**Collected data**
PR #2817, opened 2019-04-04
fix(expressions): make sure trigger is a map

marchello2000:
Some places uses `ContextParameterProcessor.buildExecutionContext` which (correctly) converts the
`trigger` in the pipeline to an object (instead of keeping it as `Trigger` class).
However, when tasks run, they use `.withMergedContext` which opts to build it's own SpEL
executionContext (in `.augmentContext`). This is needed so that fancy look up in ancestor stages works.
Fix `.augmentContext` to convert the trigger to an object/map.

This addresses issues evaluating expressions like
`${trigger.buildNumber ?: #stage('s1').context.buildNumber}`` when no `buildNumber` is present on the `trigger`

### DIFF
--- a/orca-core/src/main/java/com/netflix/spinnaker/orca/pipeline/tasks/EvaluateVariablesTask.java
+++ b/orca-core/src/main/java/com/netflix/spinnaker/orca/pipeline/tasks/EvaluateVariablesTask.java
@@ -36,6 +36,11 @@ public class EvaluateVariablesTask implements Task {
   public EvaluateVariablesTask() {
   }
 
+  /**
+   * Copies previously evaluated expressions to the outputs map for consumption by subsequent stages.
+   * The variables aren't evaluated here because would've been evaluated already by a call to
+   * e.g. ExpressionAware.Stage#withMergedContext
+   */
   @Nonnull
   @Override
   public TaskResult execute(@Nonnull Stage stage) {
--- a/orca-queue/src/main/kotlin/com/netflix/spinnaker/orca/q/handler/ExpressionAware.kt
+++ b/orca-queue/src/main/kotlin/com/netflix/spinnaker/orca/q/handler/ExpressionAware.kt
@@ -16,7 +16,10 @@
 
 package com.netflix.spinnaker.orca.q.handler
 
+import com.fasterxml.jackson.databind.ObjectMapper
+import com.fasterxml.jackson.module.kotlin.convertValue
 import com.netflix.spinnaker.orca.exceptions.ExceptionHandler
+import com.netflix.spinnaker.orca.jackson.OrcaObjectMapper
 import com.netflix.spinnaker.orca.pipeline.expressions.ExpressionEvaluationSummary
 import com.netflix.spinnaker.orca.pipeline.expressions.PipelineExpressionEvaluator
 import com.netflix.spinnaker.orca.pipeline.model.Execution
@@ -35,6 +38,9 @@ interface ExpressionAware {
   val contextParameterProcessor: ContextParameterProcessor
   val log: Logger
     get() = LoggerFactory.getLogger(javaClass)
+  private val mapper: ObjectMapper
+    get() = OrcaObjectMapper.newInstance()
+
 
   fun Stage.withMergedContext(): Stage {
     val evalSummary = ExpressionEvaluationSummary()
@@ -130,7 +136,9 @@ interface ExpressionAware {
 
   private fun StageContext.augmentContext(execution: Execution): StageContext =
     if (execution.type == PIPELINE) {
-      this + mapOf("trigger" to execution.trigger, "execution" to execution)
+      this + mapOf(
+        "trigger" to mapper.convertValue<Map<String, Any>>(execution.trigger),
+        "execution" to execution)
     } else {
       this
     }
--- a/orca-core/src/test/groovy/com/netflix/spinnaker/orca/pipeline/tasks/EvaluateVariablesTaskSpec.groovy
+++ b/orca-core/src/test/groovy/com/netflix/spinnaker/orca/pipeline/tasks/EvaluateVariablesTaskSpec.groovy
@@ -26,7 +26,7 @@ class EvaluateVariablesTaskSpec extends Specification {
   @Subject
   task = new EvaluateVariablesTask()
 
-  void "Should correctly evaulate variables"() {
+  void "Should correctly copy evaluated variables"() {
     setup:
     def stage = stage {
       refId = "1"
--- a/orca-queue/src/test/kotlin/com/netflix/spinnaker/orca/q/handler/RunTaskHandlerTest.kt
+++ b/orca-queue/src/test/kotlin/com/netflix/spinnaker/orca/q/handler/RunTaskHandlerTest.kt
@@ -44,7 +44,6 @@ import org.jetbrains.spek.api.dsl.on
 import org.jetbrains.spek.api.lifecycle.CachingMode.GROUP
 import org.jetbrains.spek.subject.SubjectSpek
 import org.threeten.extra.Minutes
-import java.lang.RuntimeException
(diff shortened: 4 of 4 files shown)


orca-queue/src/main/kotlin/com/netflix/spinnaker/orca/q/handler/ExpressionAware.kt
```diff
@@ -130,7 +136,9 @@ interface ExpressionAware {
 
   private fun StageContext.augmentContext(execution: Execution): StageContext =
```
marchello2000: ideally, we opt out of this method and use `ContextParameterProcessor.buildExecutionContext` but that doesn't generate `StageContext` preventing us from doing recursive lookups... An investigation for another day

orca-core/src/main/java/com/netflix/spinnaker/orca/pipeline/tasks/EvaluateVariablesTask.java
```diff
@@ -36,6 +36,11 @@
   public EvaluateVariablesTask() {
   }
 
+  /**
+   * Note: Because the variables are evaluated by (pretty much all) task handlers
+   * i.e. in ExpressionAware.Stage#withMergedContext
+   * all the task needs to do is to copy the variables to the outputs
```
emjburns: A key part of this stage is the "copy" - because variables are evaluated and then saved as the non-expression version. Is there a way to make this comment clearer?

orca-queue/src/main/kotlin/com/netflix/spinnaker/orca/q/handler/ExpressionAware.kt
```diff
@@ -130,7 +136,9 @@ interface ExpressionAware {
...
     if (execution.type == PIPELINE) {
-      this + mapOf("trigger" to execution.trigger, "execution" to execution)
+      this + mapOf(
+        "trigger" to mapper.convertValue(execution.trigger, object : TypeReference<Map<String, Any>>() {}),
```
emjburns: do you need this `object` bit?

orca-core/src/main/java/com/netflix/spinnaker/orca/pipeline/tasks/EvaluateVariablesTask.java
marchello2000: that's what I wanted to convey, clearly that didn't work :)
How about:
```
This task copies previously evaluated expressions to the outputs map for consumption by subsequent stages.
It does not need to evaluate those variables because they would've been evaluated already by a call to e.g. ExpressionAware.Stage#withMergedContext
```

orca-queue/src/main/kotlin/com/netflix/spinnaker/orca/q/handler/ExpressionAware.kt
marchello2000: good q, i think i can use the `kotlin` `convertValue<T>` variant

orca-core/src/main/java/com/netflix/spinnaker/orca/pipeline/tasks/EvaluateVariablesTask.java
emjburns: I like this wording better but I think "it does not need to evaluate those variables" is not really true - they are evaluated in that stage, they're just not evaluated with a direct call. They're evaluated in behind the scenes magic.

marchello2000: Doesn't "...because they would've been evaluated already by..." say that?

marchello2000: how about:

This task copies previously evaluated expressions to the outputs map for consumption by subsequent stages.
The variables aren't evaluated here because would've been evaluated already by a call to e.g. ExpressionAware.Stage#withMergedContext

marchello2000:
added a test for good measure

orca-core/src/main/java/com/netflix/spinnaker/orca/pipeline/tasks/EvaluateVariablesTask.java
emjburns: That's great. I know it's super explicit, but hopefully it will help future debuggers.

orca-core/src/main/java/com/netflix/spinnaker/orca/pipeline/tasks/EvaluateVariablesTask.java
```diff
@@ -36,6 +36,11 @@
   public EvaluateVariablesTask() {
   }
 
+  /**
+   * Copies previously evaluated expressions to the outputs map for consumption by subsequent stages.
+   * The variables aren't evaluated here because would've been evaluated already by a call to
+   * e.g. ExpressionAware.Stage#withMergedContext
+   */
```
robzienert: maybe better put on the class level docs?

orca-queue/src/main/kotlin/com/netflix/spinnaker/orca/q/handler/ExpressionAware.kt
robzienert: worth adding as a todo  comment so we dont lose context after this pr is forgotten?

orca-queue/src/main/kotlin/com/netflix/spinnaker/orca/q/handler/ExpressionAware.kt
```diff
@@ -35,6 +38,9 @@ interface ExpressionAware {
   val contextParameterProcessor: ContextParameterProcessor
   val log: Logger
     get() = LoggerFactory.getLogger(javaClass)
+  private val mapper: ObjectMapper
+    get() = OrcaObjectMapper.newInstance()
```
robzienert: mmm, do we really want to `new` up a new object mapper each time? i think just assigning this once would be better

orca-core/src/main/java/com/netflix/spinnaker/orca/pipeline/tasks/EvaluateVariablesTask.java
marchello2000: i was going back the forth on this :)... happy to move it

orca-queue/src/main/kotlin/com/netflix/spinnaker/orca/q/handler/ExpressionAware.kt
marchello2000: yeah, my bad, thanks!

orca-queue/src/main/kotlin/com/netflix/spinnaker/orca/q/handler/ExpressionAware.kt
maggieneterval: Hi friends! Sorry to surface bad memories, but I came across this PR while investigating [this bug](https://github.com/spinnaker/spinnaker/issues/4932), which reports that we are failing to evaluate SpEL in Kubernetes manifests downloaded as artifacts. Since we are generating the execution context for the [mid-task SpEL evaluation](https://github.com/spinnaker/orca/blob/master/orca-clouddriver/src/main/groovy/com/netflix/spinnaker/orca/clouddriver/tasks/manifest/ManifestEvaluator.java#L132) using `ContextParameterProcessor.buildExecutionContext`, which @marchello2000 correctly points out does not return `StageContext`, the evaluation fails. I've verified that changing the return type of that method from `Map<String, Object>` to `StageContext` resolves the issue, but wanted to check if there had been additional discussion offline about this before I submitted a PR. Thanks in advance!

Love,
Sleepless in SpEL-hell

**The task**
Number of lines holding "trigger" in the data: give it, with nothing else.

**Solution for this exercise**
8